- [ASSIGNMENT]
Beginning with the first entry, print all the records exactly.

- [INPUT MATERIAL]
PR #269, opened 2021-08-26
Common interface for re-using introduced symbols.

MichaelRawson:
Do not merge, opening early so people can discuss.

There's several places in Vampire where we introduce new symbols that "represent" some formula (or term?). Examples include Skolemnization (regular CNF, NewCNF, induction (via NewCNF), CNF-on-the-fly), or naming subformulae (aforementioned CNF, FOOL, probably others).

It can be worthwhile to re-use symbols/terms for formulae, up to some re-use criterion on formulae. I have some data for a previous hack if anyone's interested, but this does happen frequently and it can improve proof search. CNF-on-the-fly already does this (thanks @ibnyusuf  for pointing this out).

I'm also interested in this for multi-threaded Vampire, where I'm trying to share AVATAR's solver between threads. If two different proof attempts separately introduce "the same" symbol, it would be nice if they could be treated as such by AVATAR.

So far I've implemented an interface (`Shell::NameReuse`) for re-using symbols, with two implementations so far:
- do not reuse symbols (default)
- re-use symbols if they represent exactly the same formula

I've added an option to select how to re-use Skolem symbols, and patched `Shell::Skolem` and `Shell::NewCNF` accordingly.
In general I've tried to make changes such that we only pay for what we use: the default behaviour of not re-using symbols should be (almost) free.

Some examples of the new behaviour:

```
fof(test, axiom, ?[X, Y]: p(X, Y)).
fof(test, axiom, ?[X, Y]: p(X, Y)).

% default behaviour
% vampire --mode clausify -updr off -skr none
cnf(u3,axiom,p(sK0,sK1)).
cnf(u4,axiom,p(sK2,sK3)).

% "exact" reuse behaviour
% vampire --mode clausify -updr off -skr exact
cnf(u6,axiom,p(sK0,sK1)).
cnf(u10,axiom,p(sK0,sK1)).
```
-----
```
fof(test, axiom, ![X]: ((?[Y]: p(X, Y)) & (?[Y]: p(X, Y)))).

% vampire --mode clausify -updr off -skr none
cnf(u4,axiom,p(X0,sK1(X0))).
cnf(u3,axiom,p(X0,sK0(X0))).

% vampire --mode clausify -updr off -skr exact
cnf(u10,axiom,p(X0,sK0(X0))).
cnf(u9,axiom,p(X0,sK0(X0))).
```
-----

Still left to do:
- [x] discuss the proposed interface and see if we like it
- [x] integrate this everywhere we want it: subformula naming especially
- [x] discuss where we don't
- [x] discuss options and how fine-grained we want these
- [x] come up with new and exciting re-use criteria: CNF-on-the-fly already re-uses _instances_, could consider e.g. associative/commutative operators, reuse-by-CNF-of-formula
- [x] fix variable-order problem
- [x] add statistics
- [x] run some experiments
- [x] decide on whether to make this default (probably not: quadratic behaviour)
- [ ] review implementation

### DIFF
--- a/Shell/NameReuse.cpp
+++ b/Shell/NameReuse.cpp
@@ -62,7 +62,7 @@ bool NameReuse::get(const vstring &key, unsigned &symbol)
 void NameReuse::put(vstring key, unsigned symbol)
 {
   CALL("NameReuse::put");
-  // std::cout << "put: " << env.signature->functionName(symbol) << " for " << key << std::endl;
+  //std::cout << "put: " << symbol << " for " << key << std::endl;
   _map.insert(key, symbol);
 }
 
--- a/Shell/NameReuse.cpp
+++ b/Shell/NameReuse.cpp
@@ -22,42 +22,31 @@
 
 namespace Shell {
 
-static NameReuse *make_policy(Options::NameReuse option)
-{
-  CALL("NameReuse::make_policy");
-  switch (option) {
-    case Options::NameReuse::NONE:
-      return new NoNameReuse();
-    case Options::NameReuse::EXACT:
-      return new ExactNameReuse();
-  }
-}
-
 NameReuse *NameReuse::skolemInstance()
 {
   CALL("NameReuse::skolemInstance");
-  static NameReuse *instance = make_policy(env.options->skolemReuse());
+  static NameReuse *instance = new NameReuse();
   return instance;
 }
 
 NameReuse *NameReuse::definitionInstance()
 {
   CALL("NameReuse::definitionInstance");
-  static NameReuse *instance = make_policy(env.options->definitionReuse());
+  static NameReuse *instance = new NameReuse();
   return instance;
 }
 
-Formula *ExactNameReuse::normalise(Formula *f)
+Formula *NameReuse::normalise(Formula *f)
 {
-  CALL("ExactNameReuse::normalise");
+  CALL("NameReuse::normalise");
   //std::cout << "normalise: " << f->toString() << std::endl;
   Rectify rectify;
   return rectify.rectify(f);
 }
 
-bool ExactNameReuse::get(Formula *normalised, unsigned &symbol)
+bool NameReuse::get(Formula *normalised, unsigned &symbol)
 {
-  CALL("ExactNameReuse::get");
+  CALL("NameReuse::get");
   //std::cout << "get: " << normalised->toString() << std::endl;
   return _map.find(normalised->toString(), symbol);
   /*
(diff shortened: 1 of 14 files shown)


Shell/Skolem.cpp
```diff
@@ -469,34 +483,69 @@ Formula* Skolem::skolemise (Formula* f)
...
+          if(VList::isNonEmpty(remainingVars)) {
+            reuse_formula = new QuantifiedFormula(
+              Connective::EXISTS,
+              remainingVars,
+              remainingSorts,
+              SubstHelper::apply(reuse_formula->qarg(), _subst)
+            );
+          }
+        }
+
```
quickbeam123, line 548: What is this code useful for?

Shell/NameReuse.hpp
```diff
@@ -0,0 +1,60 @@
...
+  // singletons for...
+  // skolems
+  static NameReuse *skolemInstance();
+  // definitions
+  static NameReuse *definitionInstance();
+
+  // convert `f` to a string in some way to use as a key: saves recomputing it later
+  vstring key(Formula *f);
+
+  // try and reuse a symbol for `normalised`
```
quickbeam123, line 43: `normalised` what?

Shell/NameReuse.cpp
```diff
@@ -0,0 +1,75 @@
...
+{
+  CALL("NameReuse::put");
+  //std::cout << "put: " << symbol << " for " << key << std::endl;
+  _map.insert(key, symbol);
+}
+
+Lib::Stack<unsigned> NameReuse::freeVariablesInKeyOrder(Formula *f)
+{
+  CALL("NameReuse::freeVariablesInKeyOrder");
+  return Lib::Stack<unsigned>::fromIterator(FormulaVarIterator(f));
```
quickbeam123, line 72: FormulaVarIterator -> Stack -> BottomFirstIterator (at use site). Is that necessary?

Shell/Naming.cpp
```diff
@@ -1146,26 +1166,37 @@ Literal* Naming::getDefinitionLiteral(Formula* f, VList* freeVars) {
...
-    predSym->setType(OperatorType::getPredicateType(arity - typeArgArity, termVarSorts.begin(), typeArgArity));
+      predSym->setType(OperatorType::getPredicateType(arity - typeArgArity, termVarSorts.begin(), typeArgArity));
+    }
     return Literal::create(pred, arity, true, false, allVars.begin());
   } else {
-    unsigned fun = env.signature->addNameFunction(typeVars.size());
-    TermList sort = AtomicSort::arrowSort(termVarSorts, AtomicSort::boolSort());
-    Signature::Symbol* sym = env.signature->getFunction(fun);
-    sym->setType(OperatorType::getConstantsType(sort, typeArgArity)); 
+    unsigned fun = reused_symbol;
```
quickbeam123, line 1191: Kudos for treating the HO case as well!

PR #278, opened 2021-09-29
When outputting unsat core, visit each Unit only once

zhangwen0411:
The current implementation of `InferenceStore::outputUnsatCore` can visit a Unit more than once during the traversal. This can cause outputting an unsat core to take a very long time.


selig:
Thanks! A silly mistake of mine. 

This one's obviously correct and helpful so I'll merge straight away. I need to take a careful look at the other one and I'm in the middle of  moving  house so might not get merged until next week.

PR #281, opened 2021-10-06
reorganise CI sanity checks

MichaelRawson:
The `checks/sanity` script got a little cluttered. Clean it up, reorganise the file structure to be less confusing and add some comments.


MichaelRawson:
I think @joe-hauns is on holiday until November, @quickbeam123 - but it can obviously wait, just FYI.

- [SOLUTION TO THE PROBLEM]
PR #269, opened 2021-08-26
Common interface for re-using introduced symbols.

MichaelRawson:
Do not merge, opening early so people can discuss.

There's several places in Vampire where we introduce new symbols that "represent" some formula (or term?). Examples include Skolemnization (regular CNF, NewCNF, induction (via NewCNF), CNF-on-the-fly), or naming subformulae (aforementioned CNF, FOOL, probably others).

It can be worthwhile to re-use symbols/terms for formulae, up to some re-use criterion on formulae. I have some data for a previous hack if anyone's interested, but this does happen frequently and it can improve proof search. CNF-on-the-fly already does this (thanks @ibnyusuf  for pointing this out).

I'm also interested in this for multi-threaded Vampire, where I'm trying to share AVATAR's solver between threads. If two different proof attempts separately introduce "the same" symbol, it would be nice if they could be treated as such by AVATAR.

So far I've implemented an interface (`Shell::NameReuse`) for re-using symbols, with two implementations so far:
- do not reuse symbols (default)
- re-use symbols if they represent exactly the same formula

I've added an option to select how to re-use Skolem symbols, and patched `Shell::Skolem` and `Shell::NewCNF` accordingly.
In general I've tried to make changes such that we only pay for what we use: the default behaviour of not re-using symbols should be (almost) free.

Some examples of the new behaviour:

```
fof(test, axiom, ?[X, Y]: p(X, Y)).
fof(test, axiom, ?[X, Y]: p(X, Y)).

% default behaviour
% vampire --mode clausify -updr off -skr none
cnf(u3,axiom,p(sK0,sK1)).
cnf(u4,axiom,p(sK2,sK3)).

% "exact" reuse behaviour
% vampire --mode clausify -updr off -skr exact
cnf(u6,axiom,p(sK0,sK1)).
cnf(u10,axiom,p(sK0,sK1)).
```
-----
```
fof(test, axiom, ![X]: ((?[Y]: p(X, Y)) & (?[Y]: p(X, Y)))).

% vampire --mode clausify -updr off -skr none
cnf(u4,axiom,p(X0,sK1(X0))).
cnf(u3,axiom,p(X0,sK0(X0))).

% vampire --mode clausify -updr off -skr exact
cnf(u10,axiom,p(X0,sK0(X0))).
cnf(u9,axiom,p(X0,sK0(X0))).
```
-----

Still left to do:
- [x] discuss the proposed interface and see if we like it
- [x] integrate this everywhere we want it: subformula naming especially
- [x] discuss where we don't
- [x] discuss options and how fine-grained we want these
- [x] come up with new and exciting re-use criteria: CNF-on-the-fly already re-uses _instances_, could consider e.g. associative/commutative operators, reuse-by-CNF-of-formula
- [x] fix variable-order problem
- [x] add statistics
- [x] run some experiments
- [x] decide on whether to make this default (probably not: quadratic behaviour)
- [ ] review implementation

### DIFF
--- a/Shell/NameReuse.cpp
+++ b/Shell/NameReuse.cpp
@@ -62,7 +62,7 @@ bool NameReuse::get(const vstring &key, unsigned &symbol)
 void NameReuse::put(vstring key, unsigned symbol)
 {
   CALL("NameReuse::put");
-  // std::cout << "put: " << env.signature->functionName(symbol) << " for " << key << std::endl;
+  //std::cout << "put: " << symbol << " for " << key << std::endl;
   _map.insert(key, symbol);
 }
 
--- a/Shell/NameReuse.cpp
+++ b/Shell/NameReuse.cpp
@@ -22,42 +22,31 @@
 
 namespace Shell {
 
-static NameReuse *make_policy(Options::NameReuse option)
-{
-  CALL("NameReuse::make_policy");
-  switch (option) {
-    case Options::NameReuse::NONE:
-      return new NoNameReuse();
-    case Options::NameReuse::EXACT:
-      return new ExactNameReuse();
-  }
-}
-
 NameReuse *NameReuse::skolemInstance()
 {
   CALL("NameReuse::skolemInstance");
-  static NameReuse *instance = make_policy(env.options->skolemReuse());
+  static NameReuse *instance = new NameReuse();
   return instance;
 }
 
 NameReuse *NameReuse::definitionInstance()
 {
   CALL("NameReuse::definitionInstance");
-  static NameReuse *instance = make_policy(env.options->definitionReuse());
+  static NameReuse *instance = new NameReuse();
   return instance;
 }
 
-Formula *ExactNameReuse::normalise(Formula *f)
+Formula *NameReuse::normalise(Formula *f)
 {
-  CALL("ExactNameReuse::normalise");
+  CALL("NameReuse::normalise");
   //std::cout << "normalise: " << f->toString() << std::endl;
   Rectify rectify;
   return rectify.rectify(f);
 }
 
-bool ExactNameReuse::get(Formula *normalised, unsigned &symbol)
+bool NameReuse::get(Formula *normalised, unsigned &symbol)
 {
-  CALL("ExactNameReuse::get");
+  CALL("NameReuse::get");
   //std::cout << "get: " << normalised->toString() << std::endl;
   return _map.find(normalised->toString(), symbol);
   /*
(diff shortened: 1 of 14 files shown)


Shell/Skolem.cpp
```diff
@@ -469,34 +483,69 @@ Formula* Skolem::skolemise (Formula* f)
...
+          if(VList::isNonEmpty(remainingVars)) {
+            reuse_formula = new QuantifiedFormula(
+              Connective::EXISTS,
+              remainingVars,
+              remainingSorts,
+              SubstHelper::apply(reuse_formula->qarg(), _subst)
+            );
+          }
+        }
+
```
quickbeam123, line 548: What is this code useful for?

Shell/NameReuse.hpp
```diff
@@ -0,0 +1,60 @@
...
+  // singletons for...
+  // skolems
+  static NameReuse *skolemInstance();
+  // definitions
+  static NameReuse *definitionInstance();
+
+  // convert `f` to a string in some way to use as a key: saves recomputing it later
+  vstring key(Formula *f);
+
+  // try and reuse a symbol for `normalised`
```
quickbeam123, line 43: `normalised` what?

Shell/NameReuse.cpp
```diff
@@ -0,0 +1,75 @@
...
+{
+  CALL("NameReuse::put");
+  //std::cout << "put: " << symbol << " for " << key << std::endl;
+  _map.insert(key, symbol);
+}
+
+Lib::Stack<unsigned> NameReuse::freeVariablesInKeyOrder(Formula *f)
+{
+  CALL("NameReuse::freeVariablesInKeyOrder");
+  return Lib::Stack<unsigned>::fromIterator(FormulaVarIterator(f));
```
quickbeam123, line 72: FormulaVarIterator -> Stack -> BottomFirstIterator (at use site). Is that necessary?

Shell/Naming.cpp
```diff
@@ -1146,26 +1166,37 @@ Literal* Naming::getDefinitionLiteral(Formula* f, VList* freeVars) {
...
-    predSym->setType(OperatorType::getPredicateType(arity - typeArgArity, termVarSorts.begin(), typeArgArity));
+      predSym->setType(OperatorType::getPredicateType(arity - typeArgArity, termVarSorts.begin(), typeArgArity));
+    }
     return Literal::create(pred, arity, true, false, allVars.begin());
   } else {
-    unsigned fun = env.signature->addNameFunction(typeVars.size());
-    TermList sort = AtomicSort::arrowSort(termVarSorts, AtomicSort::boolSort());
-    Signature::Symbol* sym = env.signature->getFunction(fun);
-    sym->setType(OperatorType::getConstantsType(sort, typeArgArity)); 
+    unsigned fun = reused_symbol;
```
quickbeam123, line 1191: Kudos for treating the HO case as well!

PR #278, opened 2021-09-29
When outputting unsat core, visit each Unit only once

zhangwen0411:
The current implementation of `InferenceStore::outputUnsatCore` can visit a Unit more than once during the traversal. This can cause outputting an unsat core to take a very long time.


selig:
Thanks! A silly mistake of mine. 

This one's obviously correct and helpful so I'll merge straight away. I need to take a careful look at the other one and I'm in the middle of  moving  house so might not get merged until next week.

PR #281, opened 2021-10-06
reorganise CI sanity checks

MichaelRawson:
The `checks/sanity` script got a little cluttered. Clean it up, reorganise the file structure to be less confusing and add some comments.


MichaelRawson:
I think @joe-hauns is on holiday until November, @quickbeam123 - but it can obviously wait, just FYI.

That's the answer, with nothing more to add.